Historical population
| Census | Pop. | Note | %± |
| 1900 | 1,760 |  | — |
| 1910 | 1,886 |  | 7.2% |
| 1920 | 2,196 |  | 16.4% |
| 1930 | 2,242 |  | 2.1% |
| 1940 | 2,311 |  | 3.1% |
| 1950 | 3,119 |  | 35.0% |
| 1960 | 3,160 |  | 1.3% |
| 1970 | 3,451 |  | 9.2% |
| 1980 | 4,350 |  | 26.1% |
| 1990 | 4,424 |  | 1.7% |
| 2000 | 5,262 |  | 18.9% |
| 2010 | 5,164 |  | −1.9% |
U.S. Decennial Census 1899 (shown as 1900) 1910-1930 1930-1950 1980-2000 2010

==History==
San Antonio was in Spain's gazetteers until Puerto Rico was ceded by Spain in the aftermath of the Spanish–American War under the terms of the Treaty of Paris of 1898 and became an unincorporated territory of the United States. In 1899, the United States Department of War conducted a census of Puerto Rico finding that the population of San Antonio barrio was 1,760.

==Sectors==
Barrios (which are, in contemporary times, roughly comparable to minor civil divisions) in turn are further subdivided into smaller local populated place areas/units called sectores (sectors in English). The types of sectores may vary, from normally sector to urbanización to reparto to barriada to residencial, among others.

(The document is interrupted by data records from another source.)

Issue #13681, opened 2026-09-14
db(batches): completed-batch sweep nulls a file still referenced by a surviving (non-completed) batch


diegosouzapw:
Found by the /omni-code-sec proof run (differential-review, static-analysis, codex lenses — LEDGER-14/19) on fix/batches-delete-completed-authz; pre-existing on the base (`deleteBatch` and `cleanupExpiredBatches` share the pattern).

`deleteCompletedBatches` collects the input/output/error file ids of the batches it deletes and soft-deletes them (content = NULL, irreversible) without checking whether another batch — in progress, queued, or completed but outside the current scope — still references the same file. A tenant that reuses one input file across batches loses it for the surviving ones.

Proposal: before nulling, `SELECT 1 FROM batches WHERE (input_file_id = ? OR output_file_id = ? OR error_file_id = ?) AND id NOT IN (<chunk ids>) LIMIT 1` and skip files that are still referenced (count them separately in the response). Same guard for `deleteBatch`/`cleanupExpiredBatches`.

Refs #12969, #13377.

Issue #13680, opened 2026-09-14
api(batches): DELETE /v1/batches/delete-completed does unbounded work per request — cap chunks and return a continuation


diegosouzapw:
Found by the /omni-code-sec proof run (variant-analysis lens, LEDGER-11) on fix/batches-delete-completed-authz.

Both sweep modes of `deleteCompletedBatches` loop until the table has no completed batch left; one request can do an unbounded amount of synchronous destructive work on the event loop (better-sqlite3 is synchronous), and with a second writer on the same DB file the instance loop can keep re-selecting freshly completed rows.

Proposal: cap the chunks per request (e.g. `MAX_CHUNKS_PER_REQUEST = 25`), return `{ deleted, deletedBatches, deletedFiles, hasMore }`, and carry a rowid cursor so a row that keeps matching the predicate is never re-selected. Test: seed > cap*200 batches and assert `hasMore: true`.

Refs #12969, #13377.

PR #13684, opened 2026-09-14
fix(security): resolve findings from omni-code-sec battery (fix/batches-delete-completed-authz)

diegosouzapw:
## Summary

Resolves the four approved findings of the omni-code-sec proof run on the completed-batch sweep (`DELETE /v1/batches/delete-completed`, hardened in #12969 / #13262 / #13297 / #13374). TDD: every item has a test that failed on `origin/release/v3.8.51` (5ca724d2) and passes here.

| Item | Ledger ids | Change | Covering test |
| --- | --- | --- | --- |
| **T-C** key mode held one write lock for its whole sweep | LEDGER-4 (×5), 20, 21 | `deleteCompletedBatches` key mode now commits per 200-id chunk exactly like instance mode: the outer `sweepKey` transaction is gone and both modes share one `sweepLoop(nextIds)` helper — the only difference between the modes is the SELECT that yields the next chunk. No statement binds more than `INSTANCE_SWEEP_CHUNK` ids. JSDoc updated (both modes per-chunk, lock never held across chunks, shared-file-across-chunks caveat now applies to both modes). | `batches-delete-completed-ownership-wvxc.test.ts`: "a failure in the key sweep's second chunk keeps chunk 1 committed and rolls chunk 2 back" (replaces the whole-sweep-rollback test); "swept in one call, one commit per chunk" now asserts `runs === 2` (was `>= 3`) |
| **T-C** forward-progress guard | LEDGER-22 | `sweepLoop` remembers the previous chunk's first id and throws `deleteCompletedBatches: no progress — chunk repeated (id …)` when the next chunk starts with the same id (the DELETE removed nothing). A concurrent deleter only makes rows vanish → different first id or empty chunk → never a false failure. | same file: "FORWARD PROGRESS: a chunk whose DELETE silently removes nothing throws instead of looping forever" (`BEFORE DELETE … RAISE(IGNORE)` trigger; on the base this test hangs forever — recorded as killed by `timeout`) |
| **T-E** route skipped the per-key operator policy | LEDGER-9, 13, 16 | `route.ts` calls `enforceApiKeyPolicy(request, null)` right after the `validateApiKey` lifecycle gate (kept — the enforcer's status check does not read `revoked_at`) and before `sweepScope` is chosen; a rejection is returned as-is (the enforcer's own `errorResponse`). Also fixes a general fail-open found while verifying this: `validateEndpointAccess` resolved the category from the raw pathname, and a client hitting the App Router path `/api/v1/…` directly (no `/v1/:path*` rewrite fires) saw `resolveEndpointCategory` return `null` → `allowedEndpoints` silently passed for **every** `/v1` route on that shape. One line normalizes `^/api(?=/v1/)` away inside `validateEndpointAccess`. | `batches-delete-completed-route-scope.test.ts`: key with `allowedEndpoints: ["chat"]` → 403 from the enforcer and the batch + file content survive, for both `http://localhost/api/v1/…` and `http://localhost/v1/…`; `endpoint-restrictions-policy.test.ts`: "search-only key blocks /api/v1/chat/completions too" (fails open on the base); `endpoint-categories.test.ts`: `resolveEndpointCategory("/v1/batches/delete-completed") === "batches"` |
| **T-G** `warn` on every rejected credential | LEDGER-12 (×4) | The one rejection-branch log call is now `log.info` (any caller can hit it with any string; the 401 is the audit signal). The real sweeps keep their `warn` audit lines. No test asserted the level. | — (code-only; grep `presented API key rejected` in tests/ → none) |
| **T-I** truthiness-based mutual-exclusion guard | LEDGER-18 | `if (allTenants && apiKeyId)` → `if (allTenants && "apiKeyId" in scopeObj)`: `{ allTenants: true, apiKeyId: "" }` and `{ …, apiKeyId: null }` now throw instead of widening to an instance sweep. | ownership file: "rejects allTenants combined with an EMPTY or NULL apiKeyId too" |

### Why the `/api/v1` path shape matters (evidence)

Next.js keeps the client's original URL in the handler: `resolveRoutes` returns the rewritten `parsedUrl` but never reassigns `req.url` (`node_modules/next/dist/server/lib/router-utils/resolve-routes.js:607`), the render worker only mutates `parsedUrl.pathname` in its `invokePath` block (`base-server.js:939-963`), and `NextRequestAdapter.fromNodeNextRequest` builds `request.url` from `req.url` (`next-request.js:82-101`). So `/v1/batches/delete-completed` reaches the handler as `/v1/…` (category resolves), while a direct call to `/api/v1/batches/delete-completed` — a public path the App Router serves natively — reaches it as `/api/v1/…`, where the `/v1/…` category prefixes never match and the allowlist failed open. The normalization closes that for every caller of `enforceApiKeyPolicy`.

### Test evidence

RED on the base (before the fix):
- ownership file: `# pass 11 / # fail 3` — `3 !== 2` (outer transaction still counted), chunk 1 rolled back instead of committed, `Missing expected exception` for the presence guard; the no-progress test alone → killed by `timeout 60` (exit 124, infinite loop).
- route-scope file: `# pass 10 / # fail 1` (policy test).
- endpoint-restrictions-policy: `# pass 11 / # fail 1` — "Should reject the /api/v1 shape as well".

GREEN (this branch):
- `batches-delete-completed-ownership-wvxc` 15/15 · `batches-delete-completed-route-scope` 11/11 · `endpoint-categories` 30/30 · `endpoint-restrictions-policy` 12/12
- `batch-deletion`, `files-delete-owned-by`, `api-key-policy*`, `apikey-policy-*`, `apikeypolicy-*`, `exclusive-lease-api-key-policy`, `elevenlabs-policy`: 83/83
- `npm run -s typecheck:core` clean · `eslint --suppressions-location config/quality/eslint-suppressions.json <changed files>` clean (the 5 unsuppressed hits are pre-existing frozen violations) · prettier applied · pre-commit hooks (lint-staged, docs-sync, any-budget, tracked-artifacts) passed.

⚠️ base-red inherited: #12732

Refs #12969, #13680, #13681, #13377


diegosouzapw:
## Full suite on the .113 box (code head `6795e7b7`; `aebd839c` only touches `stryker.conf.json`)

| suite | head | base `5ca724d2` (release tip) |
|---|---|---|
| `test:unit` | 38 834 pass / 46 fail / 28 skipped — 0 in batches, files, api-keys, policy, endpoint-categories | — |
| `test:vitest` | passed | — |
| `build` | `Turbopack build failed with 168 errors` (module-not-found `fs`/`net`/`child_process` in executors outside this diff) | **same failure** (rc=1, same 168-error signature) → inherited (#12732 "Package artifact") |

Discriminator with the box idle: every one of the 25 unit files that fail in the full run fails **identically** at the base tip in isolation (`_tasks` record: `validation-113-disc.log`); the only one that passed, passed on both sides (load noise). No failure is introduced by this PR.

CI on this PR: `Docs Gates` (env/docs contract drift) and `Fast Quality Gates` → `secrets` + `cycles` reproduce on the release tip in a disposable worktree → inherited (#12732); `mutation-test-coverage` was this PR's (touching two mutation-tested modules) → fixed in `aebd839c`. Final security review (whole diff): ready to merge; follow-up for the alias rewrites in #13685.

The following sectors are in San Antonio barrio:

Calle Guelo Sonera,
Calle Pedro López,
Carretera Nueva,
Carretera 113,
Carretera 478,
Carretera 480,
Carretera 482,
Carretera 483,
Parcelas San Antonio (Pequeñas y Grandes),
Sector Arizona,
Sector Barca de Oro (Negocio),
Sector Casa de Piedra,
Sector El Fósforo,
Sector Guzmán,
Sector La Hacienda,
Sector La Rabúa,
Sector Los Romanes,
Sector Montadero,
Sector Palmarito, and Sector Piquiñas.